Skip to main content
1-Visitor
November 20, 2014
Question

How to convert large number of MS Word docs to XML

  • November 20, 2014
  • 1 reply
  • 2536 views

Hi,

Is there perhaps a way to convert a couple of hundred MS Word documents to Arbortext XML. I know that you can develop a map template using import/export, but that isn't a viable option since there is a time constraint on the project and the documents are not necessarily similar in terms of formatting/styling. I'm hoping there is some sort of script that can be run to convert the documents. The ideal situation would be to convert to (specifically) DITA, but if I could just get the content into non-DTD specific XML (without having to copy and paste) that would still be great.
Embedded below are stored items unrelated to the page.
PR #93, opened 2016-06-09
[WIP] Feature/java implementation

ph:
Not ready for production, do not use.


ph:
@talevy there is a faillings test in when the when the client authenticate with a secondary ca, I am looking at fixing this but You can do a first run :)

ph:
@talevy this PR need to run with logstash master.

Gemfile
```diff
@@ -2,3 +2,4 @@ source 'https://rubygems.org'
 
 # Specify your gem's dependencies in logstash-mass_effect.gemspec
 gemspec
+gem "logstash-core", :path => "~/es/logstash"
```
talevy: leaving a note here to remember we need this to go before merging

beats.ipr
```diff
@@ -0,0 +1,102 @@
+<?xml version="1.0" encoding="UTF-8"?>
```
talevy: git rm this file

beats.iws
```diff
@@ -0,0 +1,207 @@
+<?xml version="1.0" encoding="UTF-8"?>
```
talevy: git rm this file

lib/logstash/inputs/beats.rb
```diff
@@ -152,118 +164,28 @@ def target_codec_on_field?
...
-        Thread.new do
-          handle_new_connection(connection)
-        end
-      else
-        @logger.warn("Beats input: the pipeline is blocked, temporary refusing new connection.",
-                     :reconnect_backoff_sleep => RECONNECT_BACKOFF_SLEEP)
-        sleep(RECONNECT_BACKOFF_SLEEP)
-      end
-    end
+    message_listener = MessageListener.new(output_queue, self)
```
talevy: I think it would be better to pass what is needed from `self` here instead of all of `self`.

log4j2.xml_bk
```diff
@@ -0,0 +1,13 @@
+<?xml version="1.0" encoding="UTF-8"?>
```
talevy: `.xml_bk`?

settings.gradle
```diff
@@ -0,0 +1 @@
+rootProject.name = 'beats'
```
talevy: I don't think we need this since there is only one project, I've found this file to be helpful for when there are submodules. what do you think? I am fine either way, mostly probing to hear opinion

src/main/java/org/logstash/beats/Batch.java
```diff
@@ -0,0 +1,47 @@
+package org.logstash.beats;
+
+import java.util.ArrayList;
+import java.util.List;
+
+public class Batch {
+    private byte protocol = Protocol.VERSION_2;
+    private int windowSize;
```
talevy: I think we should keep consistent naming around `Batch` and `Window`. We seem to say that Batches have a window size. Since windows are commonly used to describe overlapping batches, I think I'd prefer the term Batch over Window. so maybe we can rename `windowSize` to `batchSize`?

src/main/java/org/logstash/beats/BeatsHandler.java
```diff
@@ -0,0 +1,109 @@
...
+
+            if(e.state() == IdleState.WRITER_IDLE) {
+                this.sendKeepAlive();
+            } else if(e.state() == IdleState.READER_IDLE) {
+                this.clientTimeout();
+            }
+        }
+    }
+
+    private boolean needAck(Message message) {
```
talevy: how about

```java
private boolean needAck(Message message) {
    return message.getSequence() == message.getBatch().getWindowSize()
}
```

src/main/java/org/logstash/beats/BeatsParser.java
```diff
@@ -0,0 +1,225 @@
...
+                    this.batchComplete();
+                }
+
+                transitionToReadHeader();
+                break;
+            }
+        }
+    }
+
+    private boolean hasEnoughBytes(ByteBuf in) {
```
talevy: shorthand

```java
private boolean hasEnoughBytes(ByteBuf in) {
    in.readableBytes() >= this.requiredBytes
}
```

src/main/java/org/logstash/beats/BeatsParser.java
```diff
@@ -0,0 +1,225 @@
...
+        transition(States.READ_HEADER, 1);
+    }
+
+    public void transition(States next, long need) {
+        logger.debug("Transition, from: " + this.currentState + " to: " + next + " required bytes: " + need);
+        this.currentState = next;
+        this.requiredBytes = need;
+    }
+
+    public void batchComplete() {
```
talevy: I think this should be private

src/main/java/org/logstash/beats/BeatsParser.java
```diff
@@ -0,0 +1,225 @@
...
+            return true;
+        }
+        return false;
+    }
+
+    public void transitionToReadHeader() {
+        transition(States.READ_HEADER, 1);
+    }
+
+    public void transition(States next, long need) {
```
talevy: I think this should be private

src/main/java/org/logstash/beats/BeatsParser.java
```diff
@@ -0,0 +1,225 @@
...
+    }
+
+    private boolean hasEnoughBytes(ByteBuf in) {
+        if(in.readableBytes() >= this.requiredBytes) {
+            return true;
+        }
+        return false;
+    }
+
+    public void transitionToReadHeader() {
```
talevy: I think this should be private

src/main/java/org/logstash/beats/IMessageListener.java
```diff
@@ -0,0 +1,13 @@
+package org.logstash.beats;
+
+import io.netty.channel.ChannelHandlerContext;
+
+/**
+ * Created by ph on 2016-05-18.
+ */
+public interface IMessageListener {
+    public void onNewMessage(ChannelHandlerContext ctx, Message message);
```
talevy: can we add javadocs here to explain the purpose of each of these?

src/main/java/org/logstash/beats/Message.java
```diff
@@ -0,0 +1,64 @@
...
+import java.util.Map;
+
+public class Message implements Comparable<Message> {
+    private int sequence;
+    private String identityStream;
+    private Map data;
+    private Batch batch;
+
+    public Message(int sequence, Map map) {
+        setSequence(sequence);
```
talevy: I think we can do without `setSequence` and `setData` and just set them directly in the constructor

src/main/java/org/logstash/beats/Message.java
```diff
@@ -0,0 +1,64 @@
+package org.logstash.beats;
+
+import java.util.HashMap;
+import java.util.Map;
+
+public class Message implements Comparable<Message> {
+    private int sequence;
```
talevy: all these fields should be final

src/main/java/org/logstash/beats/Message.java
```diff
@@ -0,0 +1,64 @@
...
+
+    public Batch getBatch() {
+        return batch;
+    }
+
+    public void setBatch(Batch newBatch) {
+        batch = newBatch;
+    }
+
+    public String getIdentityStream() {
```
talevy: should this be done in the constructor?

src/main/java/org/logstash/beats/MessageListener.java
```diff
@@ -0,0 +1,29 @@
+package org.logstash.beats;
+
+import io.netty.channel.ChannelHandlerContext;
+import org.apache.logging.log4j.LogManager;
+import org.apache.logging.log4j.Logger;
+
+
+// This need to be implemented in Ruby
+public class MessageListener implements IMessageListener {
```
talevy: does jruby not do well with interfaces? and you include this instead for monkeypatching later in jruby via "include" and re-defining?

src/main/resources/log4j.properties
```diff
@@ -0,0 +1,7 @@
+# This sets the global logging level and specifies the appenders
```
talevy: since this is meant to be a library, should we only load this file into the classpath when building the Runner executable jar? and leave it out of the library jar

src/test/java/org/logstash/netty/PrivateKeyConverterTest.java
```diff
@@ -0,0 +1,7 @@
+package org.logstash.netty;
+
+/**
+ * Created by ph on 2016-06-07.
+ */
+public class PrivateKeyConverterTest {
```
talevy: wip?

src/main/java/org/logstash/beats/MessageListener.java
ph: JRuby does fine with interface, you just need to include it?
I dont see any specific issue here.

src/main/resources/log4j.properties
ph: I will remove this file, actually I used locally the .xml config.

src/test/java/org/logstash/netty/PrivateKeyConverterTest.java
ph: oops!

src/main/java/org/logstash/beats/Message.java
ph: +1 I will move it there.

src/main/java/org/logstash/beats/Batch.java
ph: Agree with your naming suggestion, Window doesnt fit the bill for me.

settings.gradle
ph: I dont have a strong opinion on this file, its was created by intellij when scaffolding a new gradle project. So I can remove it

log4j2.xml_bk
ph: this should be in the ignore file

src/main/java/org/logstash/beats/BeatsHandler.java
```diff
@@ -0,0 +1,109 @@
...
+import io.netty.channel.ChannelInboundHandlerAdapter;
+import io.netty.handler.timeout.IdleState;
+import io.netty.handler.timeout.IdleStateEvent;
+import org.apache.logging.log4j.Logger;
+import org.apache.logging.log4j.LogManager;
+
+import java.util.concurrent.atomic.AtomicBoolean;
+
+@ChannelHandler.Sharable
+public class BeatsHandler extends ChannelInboundHandlerAdapter {
```
spinscale: if you use `SimpleChannelInboundHandler`, you can use generics and dont need to cast in `channelRead`

lib/logstash/inputs/beats.rb
ph: I can't remove the `self` for now because we need to have access to the plugin to be able to decorate the event with the correct tags or types.

```
    def transform(event)
      copy_beat_hostname(event)
      decorate(event)
      event
    end
```

ph:
@talevy Can you take a second look?
@spinscale I have upgrade to netty 4.1.1, I had a few issues with the upgrade that the BeatsParser test catched and I have fixed all of them. I am still doing some test locally for freeing up the bytebuffer to make sure It doesnt have a leak.

build.gradle
```diff
@@ -0,0 +1,55 @@
...
+    testCompile 'junit:junit:4.12'
+    testCompile 'org.hamcrest:hamcrest-library:1.3'
+
+    compile 'org.bouncycastle:bcprov-jdk15on:1.54'
+    compile 'org.bouncycastle:bcpkix-jdk15on:1.54'
+    compile 'io.netty:netty-all:4.1.1.Final'
+    compile 'io.netty:netty-tcnative-boringssl-static:1.1.33.Fork17'
+    compile 'org.apache.logging.log4j:log4j-api:2.6.1'
+    compile 'org.apache.logging.log4j:log4j-core:2.6.1'
+    compile 'org.lucee:javassist:3.9.0.GA'
```
spinscale: thats not the origininal javassist package, try http://mvnrepository.com/artifact/org.javassist/javassist

build.gradle
```diff
@@ -0,0 +1,55 @@
...
+}
+
+dependencies {
+    testCompile 'junit:junit:4.12'
+    testCompile 'org.hamcrest:hamcrest-library:1.3'
+
+    compile 'org.bouncycastle:bcprov-jdk15on:1.54'
+    compile 'org.bouncycastle:bcpkix-jdk15on:1.54'
+    compile 'io.netty:netty-all:4.1.1.Final'
+    compile 'io.netty:netty-tcnative-boringssl-static:1.1.33.Fork17'
```
spinscale: is this cross platform? Looks like it, but might be worth a test

build.gradle
```diff
@@ -0,0 +1,55 @@
...
+    compile 'org.apache.logging.log4j:log4j-api:2.6.1'
+    compile 'org.apache.logging.log4j:log4j-core:2.6.1'
+    compile 'org.lucee:javassist:3.9.0.GA'
+    compile 'com.fasterxml.jackson.core:jackson-core:2.7.4'
+    compile 'com.fasterxml.jackson.core:jackson-annotations:2.7.4'
+    compile 'com.fasterxml.jackson.core:jackson-databind:2.7.4'
+    compile 'com.fasterxml.jackson.module:jackson-module-afterburner:2.7.4'
```
spinscale: 2.7.5 is uptodate, I think the important part is not to have other plugins with different versions in your classpath

src/main/java/org/logstash/beats/Protocol.java
```diff
@@ -0,0 +1,22 @@
+package org.logstash.beats;
+
+/**
+ * Created by ph on 2016-05-16.
+ */
+public class Protocol {
+    public static final byte VERSION_1 = '1';
```
spinscale: you could create an enum out of the protocols, so you dont have to handle bytes but protocol versions instead

src/main/java/org/logstash/beats/BatchEncoder.java
```diff
@@ -0,0 +1,69 @@
...
+    @Override
+    protected void encode(ChannelHandlerContext ctx, Batch batch, ByteBuf out) throws Exception {
+        out.writeByte(batch.getProtocol());
+        out.writeByte('W');
+        out.writeInt(batch.size());
+        out.writeBytes(getPayload(ctx, batch));
+    }
+
+    protected ByteBuf getPayload(ChannelHandlerContext ctx, Batch batch) throws IOException {
+        ByteBuf payload = ctx.alloc().buffer();
```
spinscale: and here begin the nitty gritty details. By default (please use a debugger or print out `payload.isDirect()` to verify) this allocates a direct pooled byte buffer in netty 4.1 - which means it is outside the JVM and not in GC reach (and by default it is unbounded IIRC). So this requires some monitoring during testing. You can use `-XX:MaxDirectMemorySize` as jvm start up arg to limit this. Also visualvm allows you to install a `buffer pools` plugin which monitors direct memory

also, if you know the size of the batch, you can allocate the buffer into the right size

src/main/java/org/logstash/beats/Message.java
```diff
@@ -0,0 +1,61 @@
+package org.logstash.beats;
+
+import java.util.HashMap;
+import java.util.Map;
+
+public class Message implements Comparable<Message> {
+    private final int sequence;
+    private String identityStream;
+    private final Map data;
```
spinscale: can you keep this as `Map<String, String>` - prevents casting in the MessageEncoder

src/main/java/org/logstash/beats/BatchEncoder.java
```diff
@@ -0,0 +1,69 @@
...
+        payload.writeBytes(json);
+    }
+
+    protected void encodeMessageWithFields(ByteBuf payload, Message message) {
+        payload.writeByte(Protocol.VERSION_1);
+        payload.writeByte('D');
+        payload.writeInt(message.getSequence());
+        payload.writeInt(message.getData().size());
+
+        for(Object entry : message.getData().entrySet()) {
```
spinscale: This could become `Entry<String, String> entry` to prevent casts?

src/main/java/org/logstash/beats/BatchEncoder.java
```diff
@@ -0,0 +1,69 @@
...
+            Map.Entry e = (Map.Entry) entry;
+            byte[] key = ((String) e.getKey()).getBytes();
+            byte[] value = ((String) e.getValue()).getBytes();
+
+            logger.debug("New entry: key l: " + key.length  + ", value: " + value.length);
```
spinscale: can you wrap all those kind of logger statements into `if (logger.isDebugEnabled())` - otherwise the string concatenation happens on every run (because the string is created, before the logger decides if this should be logged or not), stealing you some performance

spinscale: Elasticsearch has an alternative logger, which is not doing strin concatenation like `logger.log("{} is {}", key.length, value.length)", but I dont know if logstash has such...

src/main/java/org/logstash/beats/BeatsHandler.java
```diff
@@ -0,0 +1,104 @@
...
+
+    private boolean needAck(Message message) {
+        return message.getSequence() == message.getBatch().getBatchSize();
+    }
+
+    private void ack(ChannelHandlerContext ctx, Message message) {
+        writeAck(ctx, message.getBatch().getProtocol(), message.getSequence());
+    }
+
+    public void writeAck(ChannelHandlerContext ctx, byte protocol, int sequence) {
```
spinscale: private?

src/main/java/org/logstash/beats/CompressedBatchEncoder.java
```diff
@@ -0,0 +1,38 @@
...
+        Deflater deflater = new Deflater();
+        ByteBufOutputStream output = new ByteBufOutputStream(ctx.alloc().buffer());
+        DeflaterOutputStream outputDeflater = new DeflaterOutputStream(output, deflater);
+
+        byte[] chunk = new byte[payload.readableBytes()];
+        payload.readBytes(chunk);
+        outputDeflater.write(chunk);
+        outputDeflater.close();
+
+        ByteBuf content = ctx.alloc().buffer();
```
spinscale: you could allocate with a certain size?

src/main/java/org/logstash/beats/Runner.java
```diff
@@ -0,0 +1,46 @@
...
+
+        // Check for leaks.
+        // ResourceLeakDetector.setLevel(ResourceLeakDetector.Level.PARANOID);
+
+        Server server = new Server(DEFAULT_PORT);
+
+        if(args.length > 0 && args[0].equals("ssl")) {
+            logger.debug("Using SSL");
+
+            String sslCertificate = "/Users/ph/es/certificates/certificate.crt";
```
spinscale: left over with static paths? Netty has a small helper class called `SelfSignedCertificate` that allows building certs on the fly for testing

src/main/java/org/logstash/beats/Server.java
```diff
@@ -0,0 +1,137 @@
...
+
+    public Server(int p) {
+        port = p;
+        bossGroup = new NioEventLoopGroup();
+        workGroup = new NioEventLoopGroup();
+
+
+    }
+
+    public void enableSSL(SslSimpleBuilder builder) {
```
spinscale: should be part of the ctor (you cant change it later, right?)

src/main/java/org/logstash/beats/Server.java
```diff
@@ -0,0 +1,137 @@
...
+
+        Future<?> bossWait = bossGroup.shutdownGracefully(0, SHUTDOWN_TIMEOUT_SECONDS, TimeUnit.SECONDS);
+        Future<?> workWait = workGroup.shutdownGracefully(0, SHUTDOWN_TIMEOUT_SECONDS, TimeUnit.SECONDS);
+
+        bossWait.await();
+        workWait.await();
+        logger.debug("Server stopped");
+    }
+
+    public void setMessageListener(IMessageListener listener) {
```
spinscale: move into ctor as well?

src/main/java/org/logstash/beats/Server.java
```diff
@@ -0,0 +1,137 @@
...
+        public BeatsInitializer(Server s) {
+            server = s;
+            beatsHandler = new BeatsHandler(server.messageListener);
+            idleExecutorGroup = new DefaultEventExecutorGroup(DEFAULT_IDLESTATEHANDLER_THREAD);
+        }
+
+        public void initChannel(SocketChannel socket) throws IOException, NoSuchAlgorithmException, CertificateException {
+            ChannelPipeline pipeline = socket.pipeline();
+
+            pipeline.addLast(LOGGER_HANDLER, loggingHandler);
```
spinscale: do you add the logging handler here and above as a child handler? why that?

src/main/java/org/logstash/beats/Server.java
```diff
@@ -0,0 +1,137 @@
...
+
+            if(server.isSslEnable()) {
+                SslHandler sslHandler = sslBuilder.build(socket.alloc());
+                pipeline.addLast(SSL_HANDLER, sslHandler);
+            }
+
+            // We have set a specific executor for the idle check, because the `beatsHandler` can be
+            // blocked on the queue, this the idleStateHandler manage the `KeepAlive` signal.
+            pipeline.addLast(idleExecutorGroup, KEEP_ALIVE_HANDLER, new IdleStateHandler(60*15, 5, 0));
```
spinscale: maybe set the arguments of idlestatehandler as variables before, so people know what they are for?

src/main/java/org/logstash/beats/Server.java
```diff
@@ -0,0 +1,137 @@
...
+        private final String KEEP_ALIVE_HANDLER = "keep-alive-handler";
+        private final String BEATS_PARSER = "beats-parser";
+        private final String BEATS_HANDLER = "beats-handler";
+        private final int DEFAULT_IDLESTATEHANDLER_THREAD = 4;
+        private final EventExecutorGroup idleExecutorGroup;
+        private final BeatsHandler beatsHandler;
+        private final LoggingHandler loggingHandler = new LoggingHandler();
+        private final Server server;
+
+        public BeatsInitializer(Server s) {
```
spinscale: you just need the messagelistener and a boolean as arguments

src/main/java/org/logstash/netty/PrivateKeyConverter.java
```diff
@@ -0,0 +1,76 @@
...
+import java.security.PrivateKey;
+import java.security.Security;
+import java.security.spec.InvalidKeySpecException;
+
+/*
+ * Take an Pem RSA Private key and convert it to a Pkcs8 private key that netty
+ * can understand.
+ *
+ */
+public class PrivateKeyConverter {
```
spinscale: IIRC a `PemReader` class in netty, maybe you can delete this one all together

spinscale:
* Gradle: Elasticsearch does not use the gradlew scripts. The distribution url contains a pretty old gradle version. This is needed in your case I guess, as it allows to not ship with gradle
* If you want to test further for leaks, there is also a Netty Leak Detector, that you can set to more restrictive settings (I think one is called paranoid, might be good for testing)
* There is a CircuitBreaker in old code? Guess this was impl specific and is not needed
* When a new `Message` is created, we need the `Map<String, String>` for JSON serialization. In the other case, we convert bytes to strings and back to bytes? I am not a hundred percent sure it that conversion is needed? Maybe I misread the code here though
* `BeatsHandler` happens on the netty event loop, same for the message listener. Just to be aware of, that these dont contain long running operations.
* Logging should be fixed
* Passphrase is in cleartext in memory (as it is in the config file so this is not an issue I guess)
* Do you need the `IMessageListener` interface with just a single impl? Could overwrite the needed methods in your tests anyway

ph:
@spinscale Thanks for taking the time for really valuable feedback!

build.gradle
ph: this should be cross platform, if its not present it will automatically fall back to the other implementation.

build.gradle
ph: @talevy This will be surely problematic someday, not sure if we have a good strategy around the jar hell.

src/main/java/org/logstash/beats/Message.java
ph: The problem here is the payload might not always be string in the context of the v2 protocol, filebeat. I think we rely in the code on jackson automatic understanding of json to create the right object, int, string or even other hash.

src/main/java/org/logstash/beats/BatchEncoder.java
ph: Yewps, left over, I will remove this and use the {} as the string interpolation strategy.

src/main/java/org/logstash/beats/Runner.java
ph: Well I needed to use the certificate outside of the java code for filebeat, I could have written it to disk. will change that.

src/main/java/org/logstash/beats/Server.java
ph: ctor?

ph:
> If you want to test further for leaks, there is also a Netty Leak Detector, that you can set to more restrictive settings (I think one is called paranoid, might be good for testing)
I've used it in the beginnign of the developpement will 

> There is a CircuitBreaker in old code? Guess this was impl specific and is not needed
Not needed anymore we have change strategy to send a ack 0 instead with the `IdleStateHandler`.

> When a new Message is created, we need the Map<String, String> for JSON serialization. In the other case, we convert bytes to strings and back to bytes? I am not a hundred percent sure it that conversion is needed? Maybe I misread the code here though
 
This is a particularity of the code between LSF and Filebeat, FB send a json object that may content more than just the <String, String>, it can contains anything from `int`, `string` or even hash.

> BeatsHandler happens on the netty event loop, same for the message listener. Just to be aware of, that these dont contain long running operations.

This might be the case since we don't have a non blocking queue for logstash, so things can possibly block under load. So my understanding was that no more events will be consumed when something block because all the threads in the event loop will be blocked. When the persistent queue this wont be a problem, might be worth to do a 1:1 to check how I can help that problem.


> Passphrase is in cleartext in memory (as it is in the config file so this is not an issue I guess)

This is a pretty good question, I could at least wrap it in a value/password so it doesn't leak in the log by error?

> Do you need the IMessageListener interface with just a single impl? Could overwrite the needed methods in your tests anyway
I will change it for that good suggestion.

src/main/java/org/logstash/beats/Server.java
spinscale: sorry, meant constructor

src/main/java/org/logstash/beats/BatchEncoder.java
ph: Thanks will verify that, I think the name of the plugin you are talking is `Buffer Monitor` I just installed it.

src/main/java/org/logstash/beats/Server.java
ph: Should only be one, left over when I've created the initializer class. good catch.

ph:
I've run this code for a few hours with `ResourceLeakDetector` set to `Paranoid` and I haven't seen anything in the log. I also monitored the memory using the VisualVm plugin for the buffer pools and I don't see any memory that was kept.

ph:
I am currently debugging the travis build, I am taking notes here to future reference..

- build jar, seems to be OK
- bundle install seems to be OK
- bundle exec rake vendor, doesnt work, it failled it cannot find the jars.

All theses commands are running locally, still trying to figure out what is the difference.

ph:
OK, Can reproduce locally.

rm -rf .mvn
rm -rf ~/.m2

ph:
Okay, after discussing with @talevy we agreed to change the strategy to make it work on travis.

ph:
From a discussion on zoom @spinscale and I agreed to do the following next steps to make sure the netty implementation is ready.

- Create a stress test that uses generatorbeats to create new connection and have multiple clients (100, 1000) and monitor the memory.
- implementat a way to show the direct memory usage in the logstash api that we could use to monitor the scenario.

spinscale:
Elasticsearch already monitors direct memory in the `JvmStats` class, see https://github.com/elastic/elasticsearch/blob/master/core/src/main/java/org/elasticsearch/monitor/jvm/JvmStats.java#L117

ph:
@spinscale Correct I will make a PR for core to have it by default in the api.

build.gradle
spinscale: cool, then we just need to release a new plugin version, if there is another sslpocalypse (hopefully much less often with boringssl)

lib/tasks/test.rake
```diff
@@ -0,0 +1,65 @@
+# encoding: utf-8
+OS_PLATFORM = RbConfig::CONFIG["host_os"]
+VENDOR_PATH = File.expand_path(File.join(File.dirname(__FILE__), "..", "..", "vendor"))
+
+if OS_PLATFORM == "linux"
+  FILEBEAT_URL = "https://beats-nightlies.s3.amazonaws.com/filebeat/filebeat-5.0.0-alpha4-SNAPSHOT-linux-x86_64.tar.gz"
```
spinscale: can you get the logstash version from somewhere and try to download the same filebeat version or is that unfeasible? otherwise you always need to update this one...

src/main/java/org/logstash/beats/BeatsHandler.java
```diff
@@ -0,0 +1,104 @@
...
+    private void ack(ChannelHandlerContext ctx, Message message) {
+        writeAck(ctx, message.getBatch().getProtocol(), message.getSequence());
+    }
+
+    private void writeAck(ChannelHandlerContext ctx, byte protocol, int sequence) {
+        ByteBuf buffer = ctx.alloc().buffer(6);
+        buffer.writeByte(protocol);
+        buffer.writeByte('A');
+        buffer.writeInt(sequence);
+        ctx.writeAndFlush(buffer);
```
spinscale: does this bytebuffer potentially need to be released as well?

spinscale: another external test with many acks might help to spot this

src/main/java/org/logstash/beats/BeatsParser.java
```diff
@@ -0,0 +1,230 @@
...
+
+                if(Protocol.isVersion2(currentVersion)) {
+                    logger.debug("Frame version 2 detected");
+                    batch.setProtocol(Protocol.VERSION_2);
+                } else {
+                    logger.debug("Frame version 1 detected");
+                    batch.setProtocol(Protocol.VERSION_1);
+                }
+
+                transition(States.READ_FRAME_TYPE, 1);
```
spinscale: minor cleanup, you could put the size of the types into the enum, so they are not magic numbers hanging around...

src/main/java/org/logstash/beats/BeatsParser.java
```diff
@@ -0,0 +1,230 @@
...
+            case READ_WINDOW_SIZE: {
+                logger.debug("Running: READ_WINDOW_SIZE");
+
+                batch.setBatchSize((int) in.readUnsignedInt());
+
+                // This is unlikely to happen but I have no way to known when a frame is
+                // actually completely done other than checking the windows and the sequence number,
+                // If the FSM read a new window and I have still
+                // events buffered I should send the current batch down to the next handler.
+                if(!batch.isEmpty()) {
```
spinscale: implementation detail question here: Should this actual return an error to the client as he potentially has done sth wrong? Or are we good to go and live our lifes?

src/main/java/org/logstash/beats/BeatsParser.java
```diff
@@ -0,0 +1,230 @@
...
+                break;
+            }
+            case READ_DATA_FIELDS: {
+                // Lumberjack version 1 protocol, which use the Key:Value format.
+                logger.debug("Running: READ_DATA_FIELDS");
+                sequence = (int) in.readUnsignedInt();
+                int fieldsCount = (int) in.readUnsignedInt();
+                int count = 0;
+
+                Map dataMap = new HashMap<String, String>();
```
spinscale: you can size the hashmap appropriately by putting `fieldsCount` as constructor argument

src/main/java/org/logstash/beats/BeatsParser.java
```diff
@@ -0,0 +1,230 @@
...
+
+            case READ_COMPRESSED_FRAME: {
+                logger.debug("Running: READ_COMPRESSED_FRAME");
+
+
+                byte[] bytes = new byte[(int) requiredBytes];
+                in.readBytes(bytes);
+
+                InputStream inflater = new InflaterInputStream(new ByteArrayInputStream(bytes));
+                ByteArrayOutputStream decompressed = new ByteArrayOutputStream();
```
spinscale: netty has a `ByteBufOutputStream`, so you can write directly to a bytebuf.. and there is also a `ByteBufInputStream`, so you could try not to create a copy of the byte area in memory

src/main/java/org/logstash/beats/BeatsParser.java
```diff
@@ -0,0 +1,230 @@
...
+
+
+                byte[] chunk = new byte[CHUNK_SIZE];
+                int length = 0;
+
+                while ((length = inflater.read(chunk)) > 0) {
+                    decompressed.write(chunk, 0, length);
+                }
+
+                inflater.close();
```
spinscale: if you are on java 7 in logstash, you could use the try-with-resources here, to ensure the resources get closed https://docs.oracle.com/javase/tutorial/essential/exceptions/tryResourceClose.html

src/main/java/org/logstash/beats/BeatsParser.java
spinscale: Another thing that comes to mind here and might be worth testing to prevent copying byte arrays around too much:

use a `InflaterOutputStream` and a `ByteBufOutputStream` and call `in.readBytes(OutputStream os, int length)`

src/main/java/org/logstash/beats/CompressedBatchEncoder.java
```diff
@@ -0,0 +1,40 @@
...
+
+public class CompressedBatchEncoder extends BatchEncoder {
+    private final static Logger logger = LogManager.getLogger(BatchEncoder.class.getName());
+
+    @Override
+    protected ByteBuf getPayload(ChannelHandlerContext ctx, Batch batch) throws IOException {
+        ByteBuf payload = super.getPayload(ctx, batch);
+
+        Deflater deflater = new Deflater();
+        ByteBufOutputStream output = new ByteBufOutputStream(ctx.alloc().buffer());
```
spinscale: again try-with-resources here to ensure that every resource gets closed, no matter if exceptions are thrown

src/main/java/org/logstash/beats/BatchEncoder.java
```diff
@@ -0,0 +1,81 @@
...
+
+        try {
+            out.writeBytes(buffer);
+        } finally {
+            buffer.release();
+        }
+    }
+
+    protected ByteBuf getPayload(ChannelHandlerContext ctx, Batch batch) throws IOException {
+        ByteBuf payload = ctx.alloc().buffer();
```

So, ideally a mass-conversion to DITA, but even just automatically getting it into XML for future manipulation would be a good result. Any ideas would be much appreciated!

Thanks

    1 reply

    16-Pearl
    November 20, 2014

    I'm not really sure of the volumes you are talking about (200 x 10pp? 200 x 1000pp?) but for large volumes of documents, with mismatched styling, it is often easier (and cheaper) to send these offshore for processing. I can recommend a partner company we use if you're interested.

    I should note that if you want to do this by hand, Arbortext 6.0 and above let you copy+paste MS Word content directly in and it will be converted to XML on the fly. Not necessarily "perfect" XML but it gives you a starting place.

    rgrobler1-VisitorAuthor
    1-Visitor
    November 21, 2014

    Thanks for the reply Gareth. I would definitely be interested in contacting the partner company. Could you send me their details?